(Saved data entries)
'''
PR #1171, opened 2026-08-23
fix(infer): send vision and edit image fields on the wire

### LINKED ISSUE #1135: infer.vision: is accepted, planned and priced, then dropped before the provider call
`infer.vision:` parses, plans and prices, then never reaches the provider. The
image is dropped between the schema and the verb, and nothing anywhere says so.

Reproduced on the published **0.111.0 (43405a8ea)**, macOS (Apple Silicon).
The same drop is present at `main` **92199ced7** (0.113.0) — see *Where it is
dropped* below.

## Minimal reproduction

The sharpest form points at an image that **does not exist**. It runs green.

```yaml
nika: vision-file-probe

model: mock/mock

permits:
  tools: []

tasks:
  look:
    infer:
      prompt: "MARKER-FILE-PROBE"
      max_tokens: 16
      vision:
        - source: file
          path: "./this-file-does-not-exist.png"

outputs:
  said: ${{ tasks.look.output }}
```

## Observed vs expected

```
$ nika check vision-file-probe.nika.yaml
 ✔ PLAN     1 wave · 1 task · max parallelism 1
      wave 1 look (infer · mock/mock)
 ✔ MODELS   1 model resolves in this binary
 ✔ COST     $0.0000 – $0.0000 worst-case output ceiling
   look  mock/mock  ≤16 tk  $0.0000
 ✔ PERMITS  literal + const: args fit the boundary · computed paths + symlinks are the RUN's verdict
 ✔ JOURNEY internal · 0 sources · 0 destinations · 1 model endpoint · no secret reaches a cloud destination
 ✔ audited · 1 task · 1 wave · permits declared · est out ≤$0.0000 · 0 hints · risk low
$ echo $?
0

$ nika run vision-file-probe.nika.yaml
  ✔  look  infer · mock/mock  0ms
  ── 1/1 done · ≥ $0.00 (1 unpriced) · elapsed 0.0s ──────────────
    said "mock(mock) · MARKER-FILE-PROBE"

$ ls this-file-does-not-exist.png
No such file or directory (os error 2)
```

Expected: either the image reaches the model, or something refuses. A missing
image file should not produce a successful run.

## The image never reaches the wire

Pointing a local provider at a capture server that logs the request body:

```
$ NIKA_VLLM_BASE_URL=http://127.0.0.1:8732 nika run vision-wire-probe.nika.yaml
```

with `vision: [{ source: url, url: "http://127.0.0.1:8731/x.png" }]`, the full
body nika sent was:

```json
{"max_tokens":16,"messages":[{"content":"MARKER-PROMPT-XYZ","role":"user"}],"model":"capture","stream":false}
```

No image part. A `python3 -m http.server` serving that PNG logged **no request**
for it — not from nika, and (the URL being loopback) not from any provider
either. The run's trace contains no record of the image; the only `vision`
string in it is the workflow's own name.

## Where it is dropped

`InferInput` (`crates/nika-verb-infer/src/lib.rs`) has no image field —
`prompt · system · model · temperature · max_tokens · schema · thinking_budget ·
timeout`. `base_messages()` builds system + user **text** only, so the verb
cannot carry an image even in principle.

`RawInferAction.vision` has three consumers outside the parser, none of them
execution:

- `nika-check-analyzer/src/scan.rs:387` — collects the strings for `${{ }}` reference scanning
- `nika-dap/src/drift.rs:193` — drift
- `nika-runtime/src/resume.rs:811` — the resume/cache key

Every `ContentBlock::Image` construction site in `nika-providers` is inside a
`mod tests`. The two wire arms that would serialize one
(`openai_compat.rs:309`, `anthropic.rs:374`) are reachable only from those tests.
`git grep '\.vision' 92199ced7 -- 'crates/*/src/*'` returns the same three
consumers, so this is unchanged at HEAD. There is no `nika-media` crate yet, and
`nika-verb-infer`'s header lists the fence honestly:

```
//! ## Fences (what this crate is NOT)
//! Streaming passthrough … · vision staging (`nika-media-*` · deferred)
```

So the deferral is deliberate and documented **in the crate**. The problem is
that nothing on the author-facing side carries that word.

## What the author-facing surfaces promise

Three shipped surfaces present `vision:` as a working v0.1 field:

- the embedded spec `spec/02-verbs.md`: the verb table row reads
  `infer: | Single LLM call · text · structured · vision · thinking`; the
  `infer:` example includes a `vision:` block; the field table lists
  `vision | no | array | Image inputs`
- the same file's conformance clause: *"A v0.1-compliant engine MUST · Call the
  configured provider with the given prompt + system + parameters"*
- `schemas/workflow.schema.json`, the schema `nika init` wires into editors,
  describes it as *"Image inputs for the call · the images `prompt:` is allowed
  to refer to"* — so it autocompletes

`spec/08-out-of-scope.md` H3 calls multimodal **PARTIAL** and defers *typed media
payloads and content-addressing*, while stating `infer.vision` *"takes file/url
refs"*. Read together, an author is told the refs work and only the typed
payloads are missing.

## Why this costs more than a missing feature

A dropped field is not a silent no-op here, because the prompt usually still
mentions the image. `prompt: "Read the text in this image and report it"` with
the image removed does not fail — the model answers from nothing, confidently,
and every gate is green. `nika check` is this tool's best argument, and this is
a case where it is green about a workflow whose central input was discarded.

## The permits angle, stated precisely (not a live hole)

I went in expecting an SSRF hole and did not find one — worth writing down so
nobody re-derives it. `vision:` is invisible to every check surface. An A/B of
two files differing **only** by a `vision: [{source: url, url: "https://…"}]`
block produced byte-identical `PERMITS` and `JOURNEY` lines
(`0 sources · 0 destinations`), and an `exec:` reading a vision task's output
passes `ORDER` and `TRIFECTA`. Compare the same loopback URL through the tool:

```
# vision: → RC 0
 ✔ JOURNEY internal · 0 sources · 0 destinations

# invoke: nika:fetch, same URL, no permits.net → RC 2
 ✖ PERMITS [NIKA-SEC-005 · net] task `grab` · `nika:fetch` host `127.0.0.1` is
   refused by the always-on SSRF floor: loopback/private/link-local/metadata
   targets are unreachable regardless of `permits:`
```

Today that asymmetry is harmless: nothing is fetched, so there is nothing to
govern. It matters as a **note for whoever implements vision** — on the day an
image ref becomes a real GET, `permits.net`, the `NIKA-SEC-005` floor,
`NIKA-SEC-009` (trifecta) and `NIKA-SEC-015` (ORDER) will each need to learn
about it, or the feature ships with a hole. A workflow that reads an image URL
out of a fetched page (`<link rel="icon" href="http://169.254.169.254/…">`)
would let the page's author choose the destination. Filing that here so the
constraint travels with the feature rather than being rediscovered after.

## Not verified

- Only the openai-compatible wire was captured. The anthropic and gemini wires
  were read, not exercised — no key was spent. The drop is upstream of all of
  them (`InferInput` has no image field), so I do not expect a difference, but I
  did not measure it.
- `agent:` was not tested. The parser attaches `vision` to `infer:` only.
- The `spec` and `docs` submodules were not checked out on this machine, so the
  published `nika.sh/language` pages were not read — only the spec embedded in
  the binary (`crates/nika-pack/pack/`).
- `main` was verified by reading `92199ced7`, not by building and running it.
- I did not look for an ADR or NEP that already schedules this.

## Proposed correction — a question, not a demand

Given the fence is deliberate, the gap looks like a **teaching** gap more than a
code one. Would you want, in rising order of cost:

1. a `check` finding (or at least a hint) on any task carrying `vision:` — "this
   field does not reach the provider in this engine" — so a green never covers a
   discarded input?
2. `spec/02-verbs.md` and `workflow.schema.json` to carry the same word the crate
   header already carries, so the promise and the fence agree?
3. a hard parse refusal until `nika-media-*` lands — is accept-and-drop the right
   posture, given [07 §unknown key] argues accept-and-warn *fails open*? A field
   that removes an input from a call seems to sit in the same family.
4. or is `vision:` close enough in the queue that wiring `InferInput` through to
   the two existing wire arms is the shorter path?

Happy to send a PR for whichever of these you'd take. (1) and (2) look small; I
would not start (4) without your call on the media-crate boundary.

proven_by: rust

### LINKED ISSUE #1136: image_generate mode: edit silently drops background/quality/compression, and the provenance manifest records them as sent
`nika 0.111.0 (43405a8ea)` · macOS 24.6.0 · provider `openai`, model `gpt-image-1-mini`

## Summary

On the `mode: edit` path, `nika:image_generate` accepts `background:`, `quality:`
and `compression:`, records them in the sidecar provenance manifest as part of the
request it made — and never puts them on the wire. No warning, no finding, exit 0.

The same arguments are honoured on `mode: generate`. So the identical workflow line
behaves differently depending on a neighbouring key, and the artifact that exists
precisely to attest what was asked for attests something that did not happen.

Same family as #1135 (declared → accepted → dropped before the provider call). It is
narrower than #1135 — the image bytes themselves DO ride correctly, see "What works"
below — but the manifest angle makes it worse in one respect: here the dropped value
is written into a provenance record as if it had been sent.

A second, smaller defect rides along: the workflow `outputs:` of an edit run reports
`mode: "generate"`.

## Reproduce

```bash
mkdir -p /tmp/img && cd /tmp/img
python3 -c "
from PIL import Image, ImageDraw
im = Image.new('RGB',(512,512),'white'); d = ImageDraw.Draw(im)
d.ellipse([120,120,392,392], outline='black', width=24)
d.rectangle([60,240,452,272], fill='red')
d.polygon([(256,150),(200,330),(312,330)], fill='blue')
im.save('mark.png')"
export OPENAI_API_KEY=sk-...
```

`a-generate.nika.yaml`

```yaml
nika: bg-generate
permits:
  tools: ["nika:image_generate"]
  fs:
    write: ["outA/**"]
tasks:
  shot:
    invoke:
      tool: "nika:image_generate"
      args:
        provider: openai
        model: gpt-image-1-mini
        prompt: "a solid blue five-pointed star, centered, flat vector"
        background: transparent
        format: png
        n: 1
        size: "1024x1024"
        output_dir: "outA"
outputs:
  r: ${{ tasks.shot.output }}
```

`b-edit.nika.yaml` — identical but for `mode: edit` + `image:`

```yaml
nika: bg-edit
permits:
  tools: ["nika:image_generate"]
  fs:
    read: ["mark.png"]
    write: ["outB/**"]
tasks:
  shot:
    invoke:
      tool: "nika:image_generate"
      args:
        provider: openai
        model: gpt-image-1-mini
        mode: edit
        image: "mark.png"
        prompt: "a solid blue five-pointed star, centered, flat vector"
        background: transparent
        format: png
        n: 1
        size: "1024x1024"
        output_dir: "outB"
outputs:
  r: ${{ tasks.shot.output }}
```

```bash
nika run a-generate.nika.yaml
nika run b-edit.nika.yaml
python3 -c "
from PIL import Image
for t,p in [('generate','outA'),('edit','outB')]:
    import glob; f=glob.glob(p+'/*.png')[0]; im=Image.open(f)
    print(t, im.mode, im.getchannel('A').getextrema() if im.mode=='RGBA' else 'NO ALPHA')"
```

## Observed vs expected

Measured, same prompt, same model, same `background: transparent`, same `format: png`:

```
generate  RGBA  (0, 255)     -> transparent, the parameter was honoured
edit      RGB   NO ALPHA     -> the parameter never reached the API
```

Both runs exit 0. Both sidecar manifests contain, verbatim:

```json
"request": { "background": "transparent", "format": "png", "quality": "auto", ... }
```

`warnings` is `[]` on both. Nothing in the run output, the trace, or `nika check`
mentions that half of that recorded request was not sent.

Expected: either the edit path sends `background`/`quality`/`compression` (the
`/v1/images/edits` endpoint documents them for the gpt-image family), or it refuses
them the way `mask:` is refused on instruction-only providers, or at minimum it emits
the `code: message` warning the builtin uses everywhere else. Any of the three would
be fine. Silence plus a manifest entry is the one combination that misleads.

## Where it comes from

`build_edit_request` composes `model`, `prompt`, `n`, `size`, `image[]`, `mask` and
stops there. `build_request` (the generate sibling, same file) additionally pushes
`quality`, `output_format`, `output_compression`, `background` and the
`moderation`/`user` pass-throughs. The parse layer validates all of them for both
modes, and the manifest serialises the parsed struct rather than the request that was
actually built — which is why it reports values the edit path discarded.

`format:` alone is partly covered after the fact: a `format_mismatch` warning fires
when the sniffed bytes differ from an explicitly requested format. There is no
equivalent observation for `background`, `quality` or `compression`.

## Second defect · `mode` in the workflow output

```bash
nika run b-edit.nika.yaml --output json | python3 -c "import sys,json;print(json.load(sys.stdin)['r']['mode'])"
# -> generate
```

The output object hardcodes `"mode": "generate"`; the manifest for the same run
correctly carries `"mode": "edit"`. Two renderers of one fact, and the one a
downstream task can branch on is the one that is wrong — a workflow can never
observe that it performed an edit.

## What works (checked, so the report is not read wider than it is)

Verified in the same session, so these are not in scope:

- `image:` / `images:` genuinely reach the provider. An edit of the shape above
  returned the input geometry with only the instructed change applied — image-to-image
  is real, not a stub.
- `reference_images:` is refused statically at `nika check` (`NIKA-BUILTIN-001`),
  not silently ignored.
- `seed:` is honest per provider: dropped with a loud `seed_unsupported` warning on
  the openai/xai/compat wires (confirmed on the wire against a local capture server —
  the body carried `model`, `n`, `prompt`, `response_format`, `size` and no seed), and
  sent for gemini with a `seed_best_effort` caveat. Two gemini runs at the same seed
  produced different bytes, which is exactly what that warning predicts.
- `mask:` on an instruction-only provider is a loud refusal.
- `mode: edit` on gemini/xai/local is a loud refusal naming the supported providers.

That contrast is the reason this report is narrow: this builtin is unusually careful
about announcing what it drops. These three arguments on one path are the exception.

## Not verified

- Only `provider: openai` was exercised for a real edit. Whether the gemini/xai edit
  adapters will reproduce the pattern when they ship is unknown.
- The openai request body was not captured directly — the endpoint is a hardcoded
  HTTPS const and the client sets `.no_proxy()`, so the wire claim above rests on the
  source plus the observable alpha-channel difference, not on captured bytes. The
  compat/local wire WAS captured directly.
- `quality:` and `compression:` are asserted dropped from reading
  `build_edit_request`; unlike `background` they have no cheap observable, so they
  were not proven empirically.

## Side observation · image spend escapes the budget meter

Not the subject of this issue, and happy to split it out if you prefer:
`cost_usd` is `null` for every cloud image provider, and a real billable edit ran to
completion under `--max-cost-usd 0.000001`. For a batch image-to-image pipeline the
run budget currently bounds nothing.

## Question for the maintainer

The narrow fix is to push the four missing parts into `build_edit_request`. But the
class recurs because the manifest serialises the PARSED args rather than the request
that was built, so any future divergence between the two request builders silently
becomes a false provenance record.

Would you rather have the manifest record the request that was actually constructed
(deriving the `request` block from the built parts, so a drop cannot be misreported by
construction), or keep the parsed-args shape and add per-field warnings on the edit
path? The first sounds closer to the builtin's provenance contract, but it is the
bigger change and it touches the manifest schema, so it is your call — happy to send a
patch for whichever you pick.

proven_by: rust

ThibautMelen:
## Why

`infer.vision:` parsed, planned, and priced, then never reached the provider (#1135). A missing local image ran green. The same silent-drop family hit `nika:image_generate` `mode: edit`: `background` / `quality` / `compression` were accepted and written into provenance, then omitted from the multipart body (#1136). Edit output JSON also hardcoded `"mode": "generate"`.

This wires the fields at the owning layer. It does not claim SHIPPED.

## What changed

- `InferInput` carries `vision: Vec<VisionPart>` (file path or URL). Dispatch copies `action.vision` and `thinking.budget_tokens` when `thinking.enabled`.
- The verb loads local files (missing path → `InvalidParam` `param: "vision"`, zero provider calls). URLs stay URLs. Files inline as `data:image/…;base64,…`.
- openai-compat accepts `data:` URLs as `image_url`. Anthropic maps them to `source.type: base64`. Gemini maps them to `inlineData` (http(s) URLs still refuse — the engine does not fetch, SSRF).
- `build_edit_request` sends `quality`, `output_format`, `output_compression`, and `background` the same way generate does. Output JSON uses `args.mode.name()`.

## Catching tests

Would have caught the filed 0.111.0 drop:

- `missing_local_vision_file_fails_before_any_provider_call` (verb)
- `missing_vision_file_fails_the_run` (parse → check → run)
- `url_vision_appears_as_an_image_url_part_on_the_wire` (verb capture; the filed body was text-only)
- `url_vision_reaches_the_openai_compat_image_url_part` (runtime capture)

Sibling thinking:

- `thinking_budget_reaches_the_infer_request`
- `thinking_budget_reaches_the_anthropic_wire`

#1136:

- `edit_request_sends_background_quality_and_output_format_when_set`
- `generate_and_edit_both_put_transparent_background_on_the_wire`
- `output_json_mode_is_edit_when_the_args_are_edit`

Also: `local_vision_file_becomes_a_data_url_part`, `parse_data_image_accepts_png_and_rejects_the_rest`.

## Siblings hunted, not claimed fixed

- openai-compat still does not serialize `InferRequest.thinking_budget` (no Chat Completions field; anthropic and gemini do — that is why the catching test uses the anthropic wire).
- Gemini `http(s)` image URLs still refuse loudly. File vision works because files become `data:` URLs. The engine does not GET vision URLs.
- `image_generate` `user` pass-through remains generate-only (not in the filed drop).
- `agent:` has no `vision` / `thinking` in the schema.
- Vision URLs are still invisible to `permits.net` / JOURNEY / SSRF. Harmless while nika does not fetch them; the constraint travels with a later GET.

## Notes

- Local file read is a marked `seam-bypass-ok` until `nika-media-*` owns CAS staging. Missing file still fails closed.
- After the W5 dataflow descent merged into this lane, `nika-runtime` measures 13735/15000 prod LOC (fresh `check-crate-size.sh` counter).

Closes #1135
Closes #1136


ThibautMelen:
Merge-train session M. **The public-api red is cleared; a different one is now
in front of it, and this one is not mine to clear.**

## Cleared · `diff (public-api)`

`959039c5f` commits the `nika-verb-infer` snapshot. Taken from the **artifact
the failed run uploaded** (`public-api-actual`, run 32667451603), not from a
local run — `public-api.yml` says so in its own words: baselines are canonical
on the ubuntu runner and the tool is pinned to `cargo-public-api 0.51.0`,
because an unpinned latest renders the same API differently and would false-RED
every crate at once. A macOS regeneration would have written a plausible file
CI then rejects.

The drift is **additive only** — 44 lines added, 0 removed:

```
#[non_exhaustive] pub enum nika_verb_infer::VisionPart
pub nika_verb_infer::VisionPart::File::path
pub nika_verb_infer::VisionPart::Url::url
pub nika_verb_infer::InferInput::vision: Vec<VisionPart>
```

Nothing withdrawn, no signature moved, `#[non_exhaustive]` on the new enum — so
Gate 12 holds by the strictly-additive rule, not by exemption.

## Blocking · `ratchet (crate-size)`

```
FAIL  crates/nika-runtime  15020 LOC (max 15000)
```

**Each side is under the cap. Together they cross it.** Measured here, three
ways:

|---|---|---|
| this branch alone | 0 | under |
| `main` alone | 0 | under (hygiene had it at 14974 — **26 LOC of headroom**) |
| **the merge** | **1** | **15020** |

CI judges `refs/pull/N/merge`, so only the merge sees it. This PR adds +87 to
`crates/nika-runtime/src/dispatch.rs` against 26 LOC of remaining headroom.
Nothing local can catch this class: the pre-push gate runs on your working
tree, where the branch alone is green.

**21 LOC over.** That is `nika-runtime` architecture — a trim or a module split
against the Diamond 15k prod-LOC wall — so I am naming it rather than shaving
lines off someone else's crate to buy a green.

Worth noting for whoever takes it: `main` has been sitting at 14974/15000 for a
while. The next PR to touch `nika-runtime` meets the same wall, whichever one it
is. That is a queue forming behind a cap, not a property of this branch.

ThibautMelen:
W1 picked this branch up. Two things: the wire is now **measured** rather than argued, and the red is diagnosed.

## The wire, before and after

Prior evidence on this branch was unit tests. #1135 and #1180 both say a green `check` proves nothing about this defect class — that *is* the class — so I ran a capture server and read the bytes. The AFTER binary is built with the release feature line from `release.yml` (`--bin nika-cli --features local-infer,access-harness`), not a dev default, because a receipt names the shape of the binary it judged.

**`thinking:`** — same workflow, same capture, `NIKA_ANTHROPIC_BASE_URL`:

```
0.114.0 (b1154df75, published)
  {"max_tokens":777,"messages":[...],"model":"claude-sonnet-4-5","stream":false}

this branch (0c5f52d33)
  {"max_tokens":777,...,"stream":false,"thinking":{"budget_tokens":2048,"type":"enabled"}}
```

Note what the BEFORE line costs: the run exits **green and billed $0.000018** while `max_tokens: 777` — the field on the line above — arrives and its neighbour does not.

**`vision:`** — openai-compat capture:

```
before  "content":"MARKER-VISION"                       (a bare string, no image part)
after   "content":[{"type":"text",...},
                   {"type":"image_url","url":"data:image/png;base64,iVBORw0KGgo…"}]
```

The base64 matches the PNG on disk byte for byte.

**The sharpest form of #1135** — the image that does not exist:

```
0.114.0       rc=0   said "mock(mock) · MARKER-FILE-PROBE"
this branch   rc=1   NIKA-432 · invalid `infer` parameter `vision`:
                     cannot read image `./this-file-does-not-exist.png`
```

The green over a discarded input is dead.

**G6 agrees.** `hygiene-runner --tier-only wiring-g6-silent-drop` went from 2 `infer-drop` findings (vision, thinking) to 0 on this branch. It now reports two `watch-stale` instead — the `silent_drops:` watches in `wiring.yaml` describe a drop the runtime reads, so they want removing before merge. That is the ledger being right in the other direction.

## The red is real, and it is not this PR's fault

`ratchet (crate-size)` fails at `crates/nika-runtime 15020 LOC (max 15000)`.

It passes locally on the branch alone and fails in CI because **CI judges `refs/pull/N/merge`**. Measured on a clean `origin/main` worktree:

```
nika-runtime on main, alone:  14994 LOC   (six lines under the wall)
```

So *any* change to that crate fails right now. The cap is not misfiring; it is asking for the split it exists to ask for.

`44c05b68` tried to buy the room by deleting the bodies of three doc-comments in `dispatch.rs` — why a model is unpriced, that `returns:` **is** the `schema:` lane, and the normative shape of the injected `## Skills` section — and still landed at 15020. The trade bought nothing and cost the reasons. I restored all three verbatim (`fb358e0d0`); the crate now measures 15030 here, and that red is honest.

I did not compress the vision wiring to fit six lines. `Dispatched::unwired` is the house helper for `#[non_exhaustive]` wildcard arms and is used in nine other places, `VisionInput` genuinely requires that arm from outside `nika-schema`, and `collect_vision` cannot move to `nika-verb-infer` (no `nika-schema` dependency, and adding one is a layer decision, not a LOC tactic). Anything that fits in six lines here is worse code bought with the same currency as the deleted comments.

**The remedy already exists and is not mine to land.** W5 #1203 (`nika-dataflow`) measures `nika-runtime` 14994 → **13634** in its worktree. This branch waits for it, rebases, and the +26 lines fit with ~1340 to spare.

## Suggested order

1. W5 #1203 lands.
2. Rebase this branch → `crate-size` goes green with room.
3. Drop the two stale `silent_drops:` watches (`infer.vision`, `infer.thinking`) from `wiring.yaml`, and add `capabilities:` rows carrying `proven_by:` + `issue:` so `issue-proof.sh` will hold the closes for #1135, #1180 and #1136.

## One open question for the maintainer, not answered by this PR

#1136 asked explicitly whether the provenance manifest should record **the request that was actually built** (so a drop cannot be misreported by construction) or keep the parsed-args shape and add per-field warnings. This branch takes the narrow path: it pushes the four missing parts into `build_edit_request` and factors `quality_on_wire` so generate and edit share one mapping — which does kill the two-renderers-one-defect seam at its source. But the manifest still serialises the parsed args, so a *future* divergence between the two builders would again become a false provenance record. That was the maintainer's call to make and it has not been made.

ThibautMelen:
Two corrections to my comment above, both in the direction of *worse than I said*.

**1. The SHA `fb358e0d0` does not exist on this remote.** I made that commit in a local worktree and cited it as if it were pushed. It is not, and a reader following it finds nothing — which is the same class of defect this wave exists to close. The change is 13 lines, so it lives here instead of in a dangling reference:

```diff
--- a/crates/nika-runtime/src/dispatch.rs
+++ b/crates/nika-runtime/src/dispatch.rs
-/// Why a model string has no catalog price (`mock` · local · missing).
+/// Classify WHY a model string has no catalog price. The provider
+/// prefix is the discriminator: `mock` = the test backend · a keyless
+/// catalog provider = a local server (sovereign path — not priced,
+/// never « free ») · anything else = not in the vendored catalog.
 fn unpriced_reason_for(model: &str) -> UnpricedReason {

-/// `returns:` is the `schema:` lane (spec 09 · NIKA-INFER-002).
+/// `returns:` compiles `lower(returns)` as the structured-output contract —
+/// EXACTLY the `schema:` lane (spec 09 §returns · violations NIKA-INFER-002).
+/// One home for infer/agent, zero drift.
 fn task_schema(

-/// Authored `system:` plus one `## Skills` section (spec 02 · source order).
+/// The effective system prompt of a `skills:`-carrying agent (spec 02
+/// §agent skills · normative injection shape): the authored `system:`
+/// (already rendered · absent = the section stands alone), then ONE
+/// `## Skills` section — per skill, in `skills:` source order,
+/// `### <name>` + the description + the body (trimmed). Deterministic
+/// bytes: same inputs, same prompt, provider-cache-friendly.
 pub(crate) fn system_with_skills(
```

Restored verbatim from `b379dd6f1`. It belongs in the rebase after #1203, not in a push now — see (2).

**2. "It passes locally on the branch alone" was too generous.** Measured precisely:

```
nika-runtime, origin/main alone .................. 14994   (6 under)
nika-runtime, this branch alone .................. 15000   (AT the wall, 0 under)
nika-runtime, this branch merged with main ....... 15020   (what CI judges)
nika-runtime, branch + the 3 comments restored ... 15010
```

So the branch is not comfortably passing and being tripped by the merge; it is sitting exactly on 15000 and main's +20 pushes it over. Restoring the comments makes it red on its own. That is why they are quoted above rather than pushed: adding a second red to a PR that must be rebased anyway helps nobody, and the comments should come back *with* the rebase onto post-#1203 main, where `nika-runtime` measures 13634 and there is room for all of it.

The rest of the earlier comment — the wire captures, the `NIKA-432` refusal, the G6 delta, and the diagnosis that CI judges `refs/pull/N/merge` — stands as measured.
'''
In the data above, which lines lie between the line with "need to learn" and the line with "discarded input?", inclusive? Print those lines exactly and nothing else.

`NIKA-SEC-009` (trifecta) and `NIKA-SEC-015` (ORDER) will each need to learn
about it, or the feature ships with a hole. A workflow that reads an image URL
out of a fetched page (`<link rel="icon" href="http://169.254.169.254/…">`)
would let the page's author choose the destination. Filing that here so the
constraint travels with the feature rather than being rediscovered after.

## Not verified

- Only the openai-compatible wire was captured. The anthropic and gemini wires
  were read, not exercised — no key was spent. The drop is upstream of all of
  them (`InferInput` has no image field), so I do not expect a difference, but I
  did not measure it.
- `agent:` was not tested. The parser attaches `vision` to `infer:` only.
- The `spec` and `docs` submodules were not checked out on this machine, so the
  published `nika.sh/language` pages were not read — only the spec embedded in
  the binary (`crates/nika-pack/pack/`).
- `main` was verified by reading `92199ced7`, not by building and running it.
- I did not look for an ADR or NEP that already schedules this.

## Proposed correction — a question, not a demand

Given the fence is deliberate, the gap looks like a **teaching** gap more than a
code one. Would you want, in rising order of cost:

1. a `check` finding (or at least a hint) on any task carrying `vision:` — "this
   field does not reach the provider in this engine" — so a green never covers a
   discarded input?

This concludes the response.